You need to wait before you alternate from a low-carb meal to a low-fat meal. When you eat a meal that contains carbs, you need to wait about 3 hours for your blood sugar to go back down before you can eat a meal that contains fat. If you eat a meal that contains fat, you need to wait about 1 hour for the fat to work its way through your system before you eat a meal that contains carbs.
This way of eating does not limit the amount of food that you eat. In fact, you’ll find that many food cravings are actually sugar cravings, and that they go away when you cut the sugar out. So eat until you’re full, since you don’t want to put your body into starvation mode, but of course keep it reasonable – have a slice of low-carb cheesecake, not the whole thing!

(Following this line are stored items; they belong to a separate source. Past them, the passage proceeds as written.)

PR #2853, opened 2026-07-11
test: retire 5 stale route-mount baseline tests (app.routes literal-path pins → behavioral)

tya5:
**[test-hygiene-coder]** — Retire the 5-test red baseline: stale `app.routes` literal-path route-mount pins → behavioral / deleted-as-redundant.

## Problem

These 5 tests failed on `origin/main` **before** the current RAG/surface arc (verified failing at `e3e1aa5b` too — genuinely pre-existing, not a recent regression), and have been carried as "5 baseline failures" across several PRs. A red baseline hides future real regressions, so we clean it up.

Root cause (all 5): each asserted a **literal path string** against `{r.path for r in app.routes}`. FastAPI **0.139** changed how `include_router` is represented internally — routes now surface as a lazy `_IncludedRouter` wrapper rather than flattened `Route` objects with a `.path`, so `{r.path for r in app.routes}` no longer contains the route paths. The introspection pins rotted even though **every route remains fully reachable**. This is exactly the "NEVER pin internal structure" trap the testing policy calls out.

**None was a real mounting bug.** The mounts work — proven by the P2 behavioral reachability suite `tests/web/test_surface_registry.py::test_enabling_a2a_makes_it_reachable` (passes) and by each module's own request-based sibling tests.

## Per-test 3-branch classification + action

| # | Test | Branch | Action |
|---|------|--------|--------|
| 1 | `test_a2a.py::test_a2a_routes_mounted` | **1 — redundant w/ behavioral reachability** | **DELETED** |
| 2 | `test_mcp_sse.py::test_mcp_routes_mounted` | **1 — redundant** | **DELETED** |
| 3 | `test_resources_router.py::test_resources_route_is_mounted_on_app` | **1 — redundant** | **DELETED** |
| 4 | `test_fp0001_a2a_endpoints.py::test_fp0001_routes_mounted` | **1 — redundant** | **DELETED** |
| 5 | `test_plugin_loader.py::test_loader_disambiguates_via_package_field` | **2 — unique behavior, not covered by reachability** | **CONVERTED to behavioral** |

### Reasoning per test

1. **`test_a2a_routes_mounted`** — pinned `/a2a/agents`, `/a2a/agents/{agent_name}`, `/a2a/agents/{agent_name}/.well-known/agent-card.json`. All three are already hit with **real requests + real 200/404** in the same module: `test_agent_card_returns_canonical_shape` / `test_agent_card_unknown_agent_returns_404` (GET the card route), `test_list_a2a_agents_enumerates_registered` (GET `/a2a/agents`), `test_message_send_returns_a2a_message` (POST `/a2a/agents/{name}`). Also covered by P2 `test_enabling_a2a_makes_it_reachable`. → **DELETE** (weak brittle duplicate).

2. **`test_mcp_routes_mounted`** — pinned `/mcp/sse` + `/mcp/messages`. `/mcp/messages` reachability is already proven by the two sibling behavioral tests (`test_mcp_messages_missing_session_id_returns_4xx` / `..._invalid_session_id_returns_4xx` — a **4xx** from the SDK mount, not a 404, only happens if mounted). `/mcp/sse` is appended to the route table in the **same** `_mount_mcp` call, guarded by the same enabled-check, as `/mcp/messages`. I attempted a real behavioral `GET /mcp/sse` — it **hangs a sync `TestClient`** (the SSE handler blocks on `server.run` for the connection lifetime; needs a concurrent client, empirically verified: `EXIT=124` under `timeout`). No safe request-level witness beyond what the siblings + P2 already give. → **DELETE** (redundant; not worth a flaky concurrent-SSE harness).

3. **`test_resources_route_is_mounted_on_app`** — its own docstring admitted it existed only to guard against the sibling tests silently passing via a default-404. But the happy-path sibling `test_get_serves_minted_path_ref_body` returns a **real 200 body** (only possible if mounted), and `test_get_missing_file_returns_404` / `test_get_unknown_agent_returns_404` distinguish genuine not-found from unmounted precisely because the happy path proves the route exists. `resources` is an owner-locked always-ON surface per P2 `test_fresh_install_default_on_set_...`. → **DELETE** (redundant).

4. **`test_fp0001_routes_mounted`** — pinned `/a2a/tasks/{run_id}`, `/a2a/tasks/{run_id}/cancel`, `/a2a/tasks/{run_id}/events`. Each is hit with a **real request returning a real 200** elsewhere in the same module: `test_get_task_returns_a2a_envelope_from_task_backend` (GET), `test_cancel_task_aborts_task_in_backend` (POST cancel), `test_stream_task_events_returns_event_stream_content_type` (GET events). → **DELETE** (redundant).

5. **`test_loader_disambiguates_via_package_field`** — this is a **different concept** (plugin-loader `package:` disambiguation, not core route-mounting) and tests **unique behavior** no reachability test covers: when two packages register the same webhook plugin name, `package:` selects which mounts. The old assertion witnessed it via `app.routes` literal-path introspection (`/from-pkg-b` in paths). **CONVERTED** to behavioral: build the app via `load_webhook_plugins`, then a real `TestClient` — `GET /from-pkg-b` → **200 + body `{"pkg":"b"}"`**, `GET /from-pkg-a` → **404**. Witnesses behavior (which router answers), not route structure, so it won't rot on a path-representation refactor. Docstring Tier-declared `Tier 2`.

## Why convert/delete rather than re-pin

Updating a brittle literal-path pin to a *new* literal-path pin just resets the staleness clock — it would rot again on the next route-representation change. Deletions are only where the P2 behavioral reachability + same-module request tests genuinely cover the same mount (cited above per test). The one survivor (#5) tests unique behavior and is now request-based.

## Result

`pytest tests/web/test_a2a.py tests/web/test_mcp_sse.py tests/web/test_resources_router.py tests/test_fp0001_a2a_endpoints.py tests/web/test_plugin_loader.py` → **42 passed, 1 skipped, 0 failed** (was 5 failed / 41 passed). The web route red baseline is **GONE**.

## Gates

- `python scripts/test_tier_audit.py --strict` on the 5 changed files → 43 inspected, 0 Tier-4 violations, 0 warnings.
- Full `pytest` → the 5 baseline failures gone, 0 new failures.
- No `src/` files touched → module-docstring gate N/A.

## Test plan

- [x] 5 target files green (42 passed / 1 skipped / 0 failed).
- [x] No surviving assertion introspects `app.routes` for a literal path (grep-verified — all remaining `app.routes` mentions are in explanatory comments).
- [x] ruff clean.
- [x] tier-audit --strict clean on the 5 files.
- [x] Converted test (#5) is behavioral (TestClient request → 200/404), Tier-declared.

@architect — please co-vet the delete-vs-convert branch calls (esp. #2 `/mcp/sse`, where I deleted rather than built a concurrent-SSE harness).

### DIFF
--- a/tests/test_fp0001_a2a_endpoints.py
+++ b/tests/test_fp0001_a2a_endpoints.py
@@ -526,18 +526,16 @@ def test_async_mode_with_unknown_agent_returns_internal_error(tmp_path) -> None:
 # ---------------------------------------------------------------------------
 # 9. New routes are mounted
 # ---------------------------------------------------------------------------
-
-
-def test_fp0001_routes_mounted() -> None:
-    """Tier 2: the task lifecycle routes added by FP-0001 are present in
-    the FastAPI app's route table.
-
-    Pins that include_router wired them correctly without accidentally
-    shadowing or dropping any existing route.
-    """
-    from reyn.interfaces.web.server import app
-
-    paths = {getattr(r, "path", None) for r in app.routes}
-    assert "/a2a/tasks/{run_id}" in paths, "GET /a2a/tasks/{run_id} must be mounted"
-    assert "/a2a/tasks/{run_id}/cancel" in paths, "POST /a2a/tasks/{run_id}/cancel must be mounted"
-    assert "/a2a/tasks/{run_id}/events" in paths, "GET /a2a/tasks/{run_id}/events must be mounted"
+#
+# (A former "routes are mounted" test lived here, pinning literal
+# ``app.routes`` path strings for the three task-lifecycle routes.
+# FastAPI 0.139 changed ``include_router``'s internal representation
+# (routes now surface as a lazy ``_IncludedRouter`` wrapper, not a
+# flattened ``Route`` with a ``.path``), so the pin failed even though
+# all three routes remain reachable — the exact "NEVER pin internal
+# structure" trap the testing policy warns about. Deleted as a
+# redundant duplicate: each route is already hit with a real request
+# elsewhere in this module (``GET /a2a/tasks/{run_id}`` at line ~92,
+# ``POST /a2a/tasks/{run_id}/cancel`` at line ~141, ``GET
+# /a2a/tasks/{run_id}/events`` at line ~190 — each returns a real 200
+# body, which only a mounted route can produce).
--- a/tests/web/test_a2a.py
+++ b/tests/web/test_a2a.py
@@ -122,27 +122,22 @@ def _restore_overrides() -> None:
 
 
 # ---------------------------------------------------------------------------
-# 1. Routes are mounted
-# ---------------------------------------------------------------------------
-
-
-def test_a2a_routes_mounted() -> None:
-    """Tier 2: the A2A router exposes the three documented routes.
-
-    Pins the wiring without exercising the protocol. A renamed router
-    or a missing ``include_router`` would trip this test.
-    """
-    from reyn.interfaces.web.server import app
-
-    paths = {getattr(r, "path", None) for r in app.routes}
-    assert "/a2a/agents" in paths
-    assert "/a2a/agents/{agent_name}/.well-known/agent-card.json" in paths
-    assert "/a2a/agents/{agent_name}" in paths
-
-
-# ---------------------------------------------------------------------------
 # 2. Agent Card discovery
 # ---------------------------------------------------------------------------
+#
+# (A former "routes are mounted" test lived here, pinning literal
+# ``app.routes`` path strings. FastAPI 0.139 changed how ``include_router``
+# is represented internally (routes now surface as a lazy ``_IncludedRouter``
+# wrapper rather than flattened ``Route`` objects with a ``.path``), which
+# made the introspection-based pin fail even though the routes remain fully
+# reachable — exactly the "NEVER pin internal structure" trap the testing
+# policy warns about. Deleted as a redundant duplicate: mount reachability
+# for these same three routes is already proven behaviorally below
+# (``test_agent_card_returns_canonical_shape`` / `..._unknown_agent_returns_404``
+# hit ``GET /a2a/agents/{name}/.well-known/agent-card.json``;
+# ``test_list_a2a_agents_enumerates_registered`` hits ``GET /a2a/agents``;
+# ``test_message_send_returns_a2a_message`` hits ``POST /a2a/agents/{name}``)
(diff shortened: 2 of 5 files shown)


tya5:
**[architect]** — **CLEAR ✅.** Faithful implementation of the 3-branch cleanup design (delete-if-redundant / convert-to-behavioral / STOP-if-real-bug); substance verified.

**#2 `/mcp/sse` delete — coverage-inheritance is sound (the flagged case).** Traced the precise mechanism, which is stronger than the "same mount call" framing: `_mount_mcp` is asymmetric — `/mcp/messages` is `app.router.routes.append(...)` inside a `try/except ImportError` (fragile), while `/mcp/sse` is `return _mcp_router.router` (unconditional). A behavioral `/mcp/messages` 4xx proves: mcp is enabled → `mount_all` invoked `_mount_mcp` → import + try succeeded → `_mount_mcp` **unconditionally** returns the sse router → `mount_all` **unconditionally** `include_router`s a non-None return (no branch between the messages append and the sse mount) → sse is *a fortiori* mounted. Proving the fragile route implies the robust one; no coverage lost.

**Non-blocking nit:** the comment at `test_mcp_sse.py:48-50` says sse is "appended to the app's route table ... in the same call" like messages — but sse is the *returned* router that `mount_all` `include_router`s, while messages is a direct `append`. The real basis for the inheritance is the shared SurfaceSpec enabled-check + the unconditional return/include. Conclusion is correct; tightening the comment would help a future reader.

**Other 4 deletes retain behavioral coverage:** `test_a2a` (8 TestClient tests), `test_resources_router` (10, status-200), `test_fp0001` (10, exercising GET/POST `/a2a/tasks`), plus P2 reachability for a2a/mcp. **The 1 conversion** (`test_loader_disambiguates_via_package_field`) is properly behavioral (`client.get("/from-pkg-b")→200`, `/from-pkg-a→404`, no `app.routes` pin) and passes cleanly here. **Zero surviving `app.routes` literal-path pins** in these modules — the design intent (Tier-4-ish structure-pin → behavioral Tier-2). Root cause (FastAPI 0.139 `include_router` → lazy `_IncludedRouter`) is plausible.

**Reproduction note:** I could not reproduce the aggregate 8347-passed locally — subset/dir runs in my env hit an unrelated `tests._support` pytest-path artifact (present on `origin/main` too, so my-env, not this PR). The aggregate green rests on the author's + lead's full-suite runs; I verified the substance directly (inheritance soundness, retained coverage, zero residual pins, the conversion green). The change is test-only and cannot regress src. **CLEAR → merge.**

PR #2860, opened 2026-07-11
fix: English-only LLM-facing text + permanent CJK-free & SP tool-name liveness gates

tya5:
**[english-only-coder]** (PR opened by lead-coder — branch was pushed & complete; coder to append the detailed hit-list/liveness audit as a comment if not below)

Owner rule: **every string reyn sends to the LLM must be English**; Japanese in LLM-facing text = a bug (Japanese in comments/docstrings is fine).

## What
1. **LLM-facing Japanese → English (general-instruction rewrite, owner-decided)**: the LLM-facing Japanese was multilingual example-queries/reference-tokens (探したい / ここ / PDF を扱える / 「memory_entry の一覧」). Replaced with English + a general "handle queries in any language" instruction — behavior (multilingual query handling) preserved via the instruction; only the LLM-facing TEXT is now English. Files: `router_system_prompt.py`, `_universal_sp.py`, `universal_catalog.py`, `mcp_verbs.py`, `mcp_install.py`. Audit was **derived from the rendered LLM payload** (not a source grep), so nothing LLM-facing was missed.
2. **SP tool-name liveness fix**: audited tool names hardcoded in SP prose against the live registry; fixed any stale references (incl. `router_system_prompt.py:503`).
3. **Permanent gates** (Tier-2b, NOT scaffold): `tests/test_llm_facing_text_english_only.py` — scans the **rendered/assembled LLM payload** (`render_for_router()` + `build_system_prompt`), asserts **zero CJK** + every SP-referenced tool name resolves to a live tool. Structurally prevents future Japanese-in-LLM-text AND stale-tool-name regressions (the F1 bug class).

## Not touched (legit source Japanese, NOT LLM-facing)
peer-dispatch user-facing outbox messages; code comments/docstrings.

## Verify
- CJK-free gate green; strip-falsify: inject 1 CJK into an LLM-facing string → RED.
- Liveness gate green; strip-falsify: rename a registry tool → RED.
- Behavioral non-regression; semantic fidelity = general-instruction rewrite (behavior-equivalent), reviewable in the diff.

@architect co-vet (4-fold: CJK gate / liveness / behavioral non-regression / semantic fidelity). This is the content-fix prerequisite to the byte-identical prompt/tool-desc package relocation (Phase 1).


tya5:
**[architect]** — **CLEAR ✅ — merge-ready, plus one non-blocking completeness refinement.**

*(Base note: my local `origin/main` was stale — a three-dot diff mis-attributed the #2857/#2858/#2859 seam files to this PR. After syncing, the true #2860 diff is 5 source files + the one gate test; co-vetted at the correct scope.)*

**4-part verify (content PR — no diff=∅ gate applies):**
- **(a) CJK-free gate — CLEAR.** The gate correctly scans the *rendered payload* (`render_for_router()` full schema + `build_system_prompt` variants), not source. External strip-falsify: injecting one CJK char into the real `embed` description → `test_every_registered_tool_render_is_cjk_free` **RED** → restore green. Two built-in strip-falsify tests present. Scanning `render_for_router()` also covers the full schema (description + parameters), satisfying my F2 concern for the CJK check.
- **(b) liveness gate (F3).** Qualified names — CLEAR: `_QUALIFIED_TOKEN_RE` structurally detects `x__y` (derived/complete), with a built-in resolver strip-falsify + a real-prose scan. Bare names — see the refinement below.
- **(c) behavioral non-regression — PASS** (test_universal_handlers 46 + the 7 gate tests).
- **(d) semantic-fidelity — PASS.** The JA→EN conversions are not naive translations but the owner's *general-instruction* generalization: hardcoded Japanese examples (「ここ」/「探したい」/「PDF を扱える」) become "the query may be in any language, including Japanese and other non-English input" — CJK removed while the non-English-input capability is preserved via a general directive (behaviorally equivalent, arguably broader). The mcp_install error hints are literal translations, equivalent.

**Non-blocking refinement — bare-name watch-list:** `_WRAPPER_TOKEN_RE` is a fixed 4-name set (`list_actions|search_actions|invoke_action|describe_action`), a curated proxy rather than registry-derived. No registered bare tool-name outside those 4 appears in the current SP prose (verified directly), so there is no live gap. But if the SP later references a new bare tool name (e.g. `list_memory`) it would be silently un-watched (the curated-subset trap). Bare-name stale detection is inherently intractable (a renamed-away name is just an English-looking token), but the watch-list can be made *self-maintaining*: a meta-guard that fails when the assembled SP contains a backtick-wrapped bare token matching a registered tool name outside the watched set, forcing a reviewer to extend it. In-PR or a fast follow-up — current state is safe.

**CLEAR → merge.** After merge I'll co-vet the Phase 1 byte-identical relocation with F1 (coverage) / F2 (full-schema diff=∅) / F3 (this liveness gate is already permanent).

PR #1065, opened 2024-04-30
Update status dialog for minimum exact AT versions

alflennik:
Updates the TestPlanStatusDialog to support minimum and exact AtVersions, which required extensive changes to the algorithm that populates the content of that dialog.

One difference worth highlighting is that I updated the sorting of the dialog to sort by AT before sorting by "required" - the dialog feels a lot more organized when all of the reports are gathered together for one AT, especially because recommended reports can have a huge number of rows in the dialog.

One limitation of this PR is the fact that the automatic switch from minimumAtVersion to exactAtVersion which occurs when a testPlanVersion goes from candidate to recommended has not yet been implemented, mostly because this PR is already bulging at the seams and also because the PR enabling it has not yet been merged into #1055. That seems like a good follow-on task to this one.


server/resolvers/TestPlanVersion/testPlanReportStatusesResolver.js
```diff
@@ -0,0 +1,179 @@
+const atResolver = require('../TestPlanReport/atResolver');
```
howard-e, line 1: This was a lot but the tests definitely make understanding this much easier!

howard-e (commented):
@alflennik this looks great and certainly another big step towards supporting #791 and #792!

My main hang up is with the newly named `TestPlanReportStatus` type. I think it may cause some confusion so would like for an alternate but if I'm alone in my thought on it, it does not have to be considered as blocking since it can be easily refactored afterwards if needed.

howard-e (approved):
As my major bit of feedback was on the name used here, `TestPlanReportStatus`, I don't think it's anything this particular PR has to be held up on.

Definitely something that can be revised in the future if needed.

Issue #993, opened 2024-03-28
Assign Tester Menu options are incorrectly sorted


howard-e:
The Assign Tester Menu options for an admin are being incorrectly sorted. The values are being sorted alphabetically but not in a case-insensitive way. The following screenshot shows a small subset of the tester options as being:

* AlyssaGourley, IsaDC, Paul-Clue, SamuelHShaw, a11ydoer, alflennik ... and so on

The first 4 are taking precedence because they are capitalized. The expected order should be:

* a11ydoer, alflennik, AlyssaGourley, IsaDC, Paul-Clue, SamuelHShaw ... and so on

<img width="204" alt="screenshot showing small subset of tester options" src="https://github.com/w3c/aria-at-app/assets/7191577/baa71bee-558a-4a39-8169-2fcbdd020bf9">

PR #1067, opened 2024-05-01
Correct sorting for the tester assignment menu

Paul-Clue:
see issue #993 

This pull request correctly sorts the tester names in the dropdown for assigning testers and the dropdown for running a test as specific tester.

### DIFF
--- a/client/components/TestQueue/index.jsx
+++ b/client/components/TestQueue/index.jsx
@@ -48,7 +48,6 @@ const TestQueue = () => {
                 testPlanReports = [],
                 testPlans = []
             } = data;
-            // section:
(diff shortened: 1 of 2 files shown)


client/components/TestQueue/index.jsx
```diff
@@ -48,6 +48,7 @@ const TestQueue = () => {
                 testPlanReports = [],
                 testPlans = []
             } = data;
+            // section:
```
alflennik, line 51: Debugging code?

alflennik: I went ahead and removed it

Beware though, this way of eating is not as simple as it sounds, because we tend to put hidden sugars in most processed food. And eating sugar with your fatty meal will set you up to gain weight, not lose it. You’ll have to read a lot of labels, and you’ll have to cook a fair bit of your own food if you want to be strict with this way of eating. The recipes on this site have all been adjusted for this way of eating, so I hope you find some of them helpful.
Don’t worry, you don’t need to be perfect in order for this to work! You can cheat a bit and still lose weight. (By cheating, I mean splurging with some sugar or combining fat and carbs at the same time). Cheat a bit more and you’ll maintain your weight. And we all know what happens if you cheat a lot! Personally, I found I could splurge on one big dessert every week and still lose weight, although after a few weeks I didn’t want to. How much you can cheat depends on your body and your weight loss goals. It’s pretty simple – if you are cheating and not losing weight as quickly as you would like, then you need to stop cheating. Personally, I find that it’s the little cheats that get me – they tend to add up and increase over time. I recommend being pretty strict with your day-to-day eating and save the cheats for something really good.
When you’re happy with your weight, you can ease up on the rigidity of separating carbs and fats, or you can just cheat a little bit more. I hate to have to tell you this, but you’ll probably never be able to eat loads of sugar and maintain your weight. However, you can probably start to do things like add a moderate amount of cheese to your whole-grain pasta meal, or fry the onions for your brown rice meal in a bit of butter. If you start to gain weight, just go back to weight loss mode for a little while. Because losing weight this way does not put your body in starvation mode, you will probably notice that you can move easily in to maintenance mode without putting all the weight back on.
If you want more help with this diet, you can learn about the low-carb diets that are around. The closest diet to this eating plan (that I know of) is old-style Somersizing. Suzanne Somers describes this type of diet in her first few weight loss books. However, she changes her diet plan part way through her book series, promoting juices and some other things that combine fat and carbs, and I’ve never tried her new plan, so I can’t personally recommend it.